■ **Assigned task**:
Within the entries below, the lines from the one with "Another alternative would" through the one with "PR #70, opened 2020-06-11" are to be set down exactly, both ends kept.
_____
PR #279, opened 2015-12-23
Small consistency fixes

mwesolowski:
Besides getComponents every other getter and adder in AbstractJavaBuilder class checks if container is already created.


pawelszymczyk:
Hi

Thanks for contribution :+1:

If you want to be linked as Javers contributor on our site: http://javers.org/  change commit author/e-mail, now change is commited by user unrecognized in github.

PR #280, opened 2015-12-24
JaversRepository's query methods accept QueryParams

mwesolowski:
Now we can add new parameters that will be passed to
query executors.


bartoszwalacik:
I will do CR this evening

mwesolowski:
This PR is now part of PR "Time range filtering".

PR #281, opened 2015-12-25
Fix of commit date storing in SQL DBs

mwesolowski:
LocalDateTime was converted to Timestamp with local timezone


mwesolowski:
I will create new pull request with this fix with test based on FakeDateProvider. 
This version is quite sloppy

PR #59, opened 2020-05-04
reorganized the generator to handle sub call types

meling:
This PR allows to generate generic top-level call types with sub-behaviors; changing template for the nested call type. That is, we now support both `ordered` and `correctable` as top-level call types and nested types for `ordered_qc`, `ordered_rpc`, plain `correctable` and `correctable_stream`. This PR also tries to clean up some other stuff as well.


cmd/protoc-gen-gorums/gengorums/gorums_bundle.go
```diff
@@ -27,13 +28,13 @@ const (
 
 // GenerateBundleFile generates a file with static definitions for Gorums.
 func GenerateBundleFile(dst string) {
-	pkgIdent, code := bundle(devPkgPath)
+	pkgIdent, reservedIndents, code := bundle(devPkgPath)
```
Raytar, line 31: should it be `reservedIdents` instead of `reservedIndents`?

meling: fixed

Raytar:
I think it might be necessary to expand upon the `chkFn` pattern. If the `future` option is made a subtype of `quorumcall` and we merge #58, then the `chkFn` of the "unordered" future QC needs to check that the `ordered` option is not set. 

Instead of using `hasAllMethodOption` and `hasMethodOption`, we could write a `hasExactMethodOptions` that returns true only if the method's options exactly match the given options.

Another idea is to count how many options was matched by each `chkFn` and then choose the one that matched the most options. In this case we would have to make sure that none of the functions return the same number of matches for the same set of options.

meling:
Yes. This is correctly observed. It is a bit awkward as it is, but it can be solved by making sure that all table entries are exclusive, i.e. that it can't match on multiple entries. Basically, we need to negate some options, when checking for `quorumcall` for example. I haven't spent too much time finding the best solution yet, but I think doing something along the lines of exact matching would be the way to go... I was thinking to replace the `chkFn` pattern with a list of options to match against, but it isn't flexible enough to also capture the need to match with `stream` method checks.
_____
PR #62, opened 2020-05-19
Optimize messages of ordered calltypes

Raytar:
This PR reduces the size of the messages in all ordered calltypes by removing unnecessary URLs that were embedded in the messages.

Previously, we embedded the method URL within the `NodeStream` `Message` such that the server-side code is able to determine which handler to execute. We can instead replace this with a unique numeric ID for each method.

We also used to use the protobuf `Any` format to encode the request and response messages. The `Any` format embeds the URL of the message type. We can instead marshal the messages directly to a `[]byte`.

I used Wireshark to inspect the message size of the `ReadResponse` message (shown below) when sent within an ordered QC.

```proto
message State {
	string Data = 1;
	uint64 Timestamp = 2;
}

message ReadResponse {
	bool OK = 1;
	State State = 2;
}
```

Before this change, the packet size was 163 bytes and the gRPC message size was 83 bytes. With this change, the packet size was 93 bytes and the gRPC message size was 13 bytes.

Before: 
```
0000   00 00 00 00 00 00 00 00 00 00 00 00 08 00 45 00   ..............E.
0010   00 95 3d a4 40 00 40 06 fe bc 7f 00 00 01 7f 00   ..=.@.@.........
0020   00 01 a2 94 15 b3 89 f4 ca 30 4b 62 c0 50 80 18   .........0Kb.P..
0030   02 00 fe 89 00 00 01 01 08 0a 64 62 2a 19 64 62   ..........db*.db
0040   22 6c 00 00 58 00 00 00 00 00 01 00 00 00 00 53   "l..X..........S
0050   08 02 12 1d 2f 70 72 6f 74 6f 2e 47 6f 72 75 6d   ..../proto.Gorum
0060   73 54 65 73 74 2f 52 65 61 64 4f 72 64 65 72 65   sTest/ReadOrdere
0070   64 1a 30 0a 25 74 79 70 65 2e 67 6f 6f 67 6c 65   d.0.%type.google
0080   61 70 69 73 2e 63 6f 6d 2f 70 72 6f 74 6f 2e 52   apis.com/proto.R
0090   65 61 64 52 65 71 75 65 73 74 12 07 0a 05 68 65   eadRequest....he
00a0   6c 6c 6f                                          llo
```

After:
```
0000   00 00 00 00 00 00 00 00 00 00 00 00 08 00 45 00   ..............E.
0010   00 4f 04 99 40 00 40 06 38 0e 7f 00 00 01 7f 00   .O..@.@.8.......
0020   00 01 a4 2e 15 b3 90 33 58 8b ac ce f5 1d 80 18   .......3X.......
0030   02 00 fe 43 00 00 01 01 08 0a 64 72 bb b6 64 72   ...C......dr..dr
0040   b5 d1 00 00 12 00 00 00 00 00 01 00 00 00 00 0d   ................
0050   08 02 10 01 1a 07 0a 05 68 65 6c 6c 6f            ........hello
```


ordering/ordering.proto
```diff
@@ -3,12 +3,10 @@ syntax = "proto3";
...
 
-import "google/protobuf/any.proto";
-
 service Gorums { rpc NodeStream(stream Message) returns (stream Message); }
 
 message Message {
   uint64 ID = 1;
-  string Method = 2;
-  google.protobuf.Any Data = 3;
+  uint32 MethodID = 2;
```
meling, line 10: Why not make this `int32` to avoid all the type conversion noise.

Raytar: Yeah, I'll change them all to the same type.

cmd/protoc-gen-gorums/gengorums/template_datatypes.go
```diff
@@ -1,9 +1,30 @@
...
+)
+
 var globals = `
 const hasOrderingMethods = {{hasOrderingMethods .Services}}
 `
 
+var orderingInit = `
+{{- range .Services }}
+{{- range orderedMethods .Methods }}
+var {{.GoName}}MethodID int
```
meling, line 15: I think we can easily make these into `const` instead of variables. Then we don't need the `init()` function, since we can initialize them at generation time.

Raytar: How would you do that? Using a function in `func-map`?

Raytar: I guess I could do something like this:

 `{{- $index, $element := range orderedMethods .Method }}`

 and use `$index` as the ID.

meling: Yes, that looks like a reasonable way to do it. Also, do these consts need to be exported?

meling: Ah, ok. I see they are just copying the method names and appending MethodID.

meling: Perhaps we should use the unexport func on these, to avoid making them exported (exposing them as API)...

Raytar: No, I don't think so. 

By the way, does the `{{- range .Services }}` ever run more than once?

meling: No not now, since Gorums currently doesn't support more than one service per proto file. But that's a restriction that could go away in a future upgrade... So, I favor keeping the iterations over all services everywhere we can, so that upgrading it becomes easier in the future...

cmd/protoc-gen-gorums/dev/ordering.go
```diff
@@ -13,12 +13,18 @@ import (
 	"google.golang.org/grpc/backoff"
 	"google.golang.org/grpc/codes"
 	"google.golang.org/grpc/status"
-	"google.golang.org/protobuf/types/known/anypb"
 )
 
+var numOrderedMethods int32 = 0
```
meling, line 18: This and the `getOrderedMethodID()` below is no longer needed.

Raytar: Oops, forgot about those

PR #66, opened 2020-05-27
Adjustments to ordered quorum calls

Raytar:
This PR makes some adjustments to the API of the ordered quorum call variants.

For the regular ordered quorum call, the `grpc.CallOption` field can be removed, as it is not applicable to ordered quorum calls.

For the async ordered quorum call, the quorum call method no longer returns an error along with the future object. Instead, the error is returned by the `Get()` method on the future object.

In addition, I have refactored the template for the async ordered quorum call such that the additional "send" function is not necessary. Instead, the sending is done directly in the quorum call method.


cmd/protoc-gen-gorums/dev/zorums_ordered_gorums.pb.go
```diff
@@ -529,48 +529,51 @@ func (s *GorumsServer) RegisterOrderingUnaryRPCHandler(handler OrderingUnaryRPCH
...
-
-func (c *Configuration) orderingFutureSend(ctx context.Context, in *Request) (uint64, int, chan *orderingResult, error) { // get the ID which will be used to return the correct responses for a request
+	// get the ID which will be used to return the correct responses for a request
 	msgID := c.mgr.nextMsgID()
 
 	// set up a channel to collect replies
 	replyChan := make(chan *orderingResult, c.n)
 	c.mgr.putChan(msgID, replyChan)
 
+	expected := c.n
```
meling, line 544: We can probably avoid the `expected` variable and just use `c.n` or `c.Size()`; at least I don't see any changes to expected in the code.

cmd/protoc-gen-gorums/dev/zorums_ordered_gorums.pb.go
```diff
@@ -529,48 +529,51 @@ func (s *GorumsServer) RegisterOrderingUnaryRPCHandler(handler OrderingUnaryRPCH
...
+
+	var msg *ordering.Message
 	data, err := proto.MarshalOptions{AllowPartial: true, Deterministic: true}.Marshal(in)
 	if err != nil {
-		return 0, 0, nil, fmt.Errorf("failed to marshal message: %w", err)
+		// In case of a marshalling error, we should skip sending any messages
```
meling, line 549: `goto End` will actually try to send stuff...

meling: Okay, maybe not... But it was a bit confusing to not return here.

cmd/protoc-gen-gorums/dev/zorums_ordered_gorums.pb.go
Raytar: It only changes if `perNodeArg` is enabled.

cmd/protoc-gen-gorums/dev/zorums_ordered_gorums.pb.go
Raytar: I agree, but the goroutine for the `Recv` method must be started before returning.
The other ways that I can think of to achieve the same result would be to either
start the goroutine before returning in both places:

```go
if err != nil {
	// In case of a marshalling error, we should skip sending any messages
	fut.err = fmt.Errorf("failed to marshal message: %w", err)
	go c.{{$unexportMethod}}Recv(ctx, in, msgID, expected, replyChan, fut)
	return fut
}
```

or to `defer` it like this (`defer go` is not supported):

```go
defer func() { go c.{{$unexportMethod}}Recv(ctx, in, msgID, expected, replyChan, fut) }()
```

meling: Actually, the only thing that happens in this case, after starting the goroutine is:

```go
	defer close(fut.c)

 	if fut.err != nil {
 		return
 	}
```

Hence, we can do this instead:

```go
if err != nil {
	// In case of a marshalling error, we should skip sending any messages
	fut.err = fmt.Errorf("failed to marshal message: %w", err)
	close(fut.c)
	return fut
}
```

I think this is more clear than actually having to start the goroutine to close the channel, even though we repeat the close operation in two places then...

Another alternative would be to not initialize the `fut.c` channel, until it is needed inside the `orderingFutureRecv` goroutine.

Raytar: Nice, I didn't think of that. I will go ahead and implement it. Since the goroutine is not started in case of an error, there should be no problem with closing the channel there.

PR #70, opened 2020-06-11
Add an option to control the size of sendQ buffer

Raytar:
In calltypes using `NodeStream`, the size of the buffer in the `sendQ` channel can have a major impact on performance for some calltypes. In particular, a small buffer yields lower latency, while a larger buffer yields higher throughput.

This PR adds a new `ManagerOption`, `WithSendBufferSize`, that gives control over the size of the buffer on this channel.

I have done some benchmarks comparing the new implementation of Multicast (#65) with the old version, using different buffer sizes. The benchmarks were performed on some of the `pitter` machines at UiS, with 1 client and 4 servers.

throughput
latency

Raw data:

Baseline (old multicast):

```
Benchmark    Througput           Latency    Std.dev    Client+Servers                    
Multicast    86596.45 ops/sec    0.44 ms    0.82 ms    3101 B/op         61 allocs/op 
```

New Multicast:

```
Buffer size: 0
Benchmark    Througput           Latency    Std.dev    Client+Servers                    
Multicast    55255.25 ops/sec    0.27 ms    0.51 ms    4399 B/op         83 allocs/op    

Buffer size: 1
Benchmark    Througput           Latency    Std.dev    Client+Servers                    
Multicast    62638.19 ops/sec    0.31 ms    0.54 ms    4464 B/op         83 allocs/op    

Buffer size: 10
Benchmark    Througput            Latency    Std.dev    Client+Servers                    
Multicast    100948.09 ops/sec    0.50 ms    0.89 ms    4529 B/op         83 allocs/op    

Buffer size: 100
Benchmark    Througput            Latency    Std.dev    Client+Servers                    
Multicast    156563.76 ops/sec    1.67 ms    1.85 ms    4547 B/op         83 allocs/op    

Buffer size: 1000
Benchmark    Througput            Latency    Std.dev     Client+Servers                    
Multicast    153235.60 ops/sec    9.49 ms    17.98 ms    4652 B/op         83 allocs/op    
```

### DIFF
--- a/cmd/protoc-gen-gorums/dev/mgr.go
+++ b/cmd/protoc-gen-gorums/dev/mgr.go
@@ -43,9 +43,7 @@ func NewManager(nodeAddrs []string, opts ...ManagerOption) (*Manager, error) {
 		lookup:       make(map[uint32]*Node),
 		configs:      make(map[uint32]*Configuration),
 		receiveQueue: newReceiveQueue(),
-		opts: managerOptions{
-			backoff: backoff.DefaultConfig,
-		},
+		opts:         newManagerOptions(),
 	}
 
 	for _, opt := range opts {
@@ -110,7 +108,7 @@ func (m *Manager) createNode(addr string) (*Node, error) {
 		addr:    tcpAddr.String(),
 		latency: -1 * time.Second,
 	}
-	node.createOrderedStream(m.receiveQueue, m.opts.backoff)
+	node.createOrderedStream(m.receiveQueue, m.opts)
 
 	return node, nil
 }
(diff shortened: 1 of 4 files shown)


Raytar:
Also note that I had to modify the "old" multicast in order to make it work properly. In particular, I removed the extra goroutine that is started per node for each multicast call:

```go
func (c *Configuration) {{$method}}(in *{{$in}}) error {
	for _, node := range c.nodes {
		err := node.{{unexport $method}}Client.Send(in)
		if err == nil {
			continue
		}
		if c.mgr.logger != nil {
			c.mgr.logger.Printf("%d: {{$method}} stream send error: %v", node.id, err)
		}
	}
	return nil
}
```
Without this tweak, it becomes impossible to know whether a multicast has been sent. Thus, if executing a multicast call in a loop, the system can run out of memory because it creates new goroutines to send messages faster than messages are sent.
_____
■ **Response to the task**:
Another alternative would be to not initialize the `fut.c` channel, until it is needed inside the `orderingFutureRecv` goroutine.

Raytar: Nice, I didn't think of that. I will go ahead and implement it. Since the goroutine is not started in case of an error, there should be no problem with closing the channel there.

PR #70, opened 2020-06-11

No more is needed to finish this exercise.